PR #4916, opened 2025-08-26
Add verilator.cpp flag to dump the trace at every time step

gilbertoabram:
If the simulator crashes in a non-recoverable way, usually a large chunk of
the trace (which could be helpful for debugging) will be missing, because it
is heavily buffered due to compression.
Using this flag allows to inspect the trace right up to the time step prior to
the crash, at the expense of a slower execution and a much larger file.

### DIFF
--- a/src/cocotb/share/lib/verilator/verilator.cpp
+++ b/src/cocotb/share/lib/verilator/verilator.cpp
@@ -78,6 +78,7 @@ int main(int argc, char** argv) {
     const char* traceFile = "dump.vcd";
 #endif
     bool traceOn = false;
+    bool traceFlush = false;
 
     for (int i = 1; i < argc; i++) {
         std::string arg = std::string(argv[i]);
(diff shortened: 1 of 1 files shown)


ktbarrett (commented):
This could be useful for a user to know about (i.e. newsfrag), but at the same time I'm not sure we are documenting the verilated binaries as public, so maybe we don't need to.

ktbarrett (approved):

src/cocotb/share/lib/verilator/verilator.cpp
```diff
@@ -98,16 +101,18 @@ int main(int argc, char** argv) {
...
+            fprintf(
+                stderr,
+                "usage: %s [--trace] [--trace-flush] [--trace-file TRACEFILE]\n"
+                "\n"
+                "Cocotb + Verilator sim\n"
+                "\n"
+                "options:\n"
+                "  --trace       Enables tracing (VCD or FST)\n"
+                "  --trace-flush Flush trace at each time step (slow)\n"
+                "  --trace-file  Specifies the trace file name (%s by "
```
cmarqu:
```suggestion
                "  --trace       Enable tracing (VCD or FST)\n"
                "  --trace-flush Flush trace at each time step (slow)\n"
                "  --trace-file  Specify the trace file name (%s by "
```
◆ ◆ ◆ ◆ ◆
- PROBLEM REQUIREMENTS -
The answer must be every line of the entries that includes the word "ktbarrett".

- RESPONSE BELOW -
ktbarrett (commented):
ktbarrett (approved):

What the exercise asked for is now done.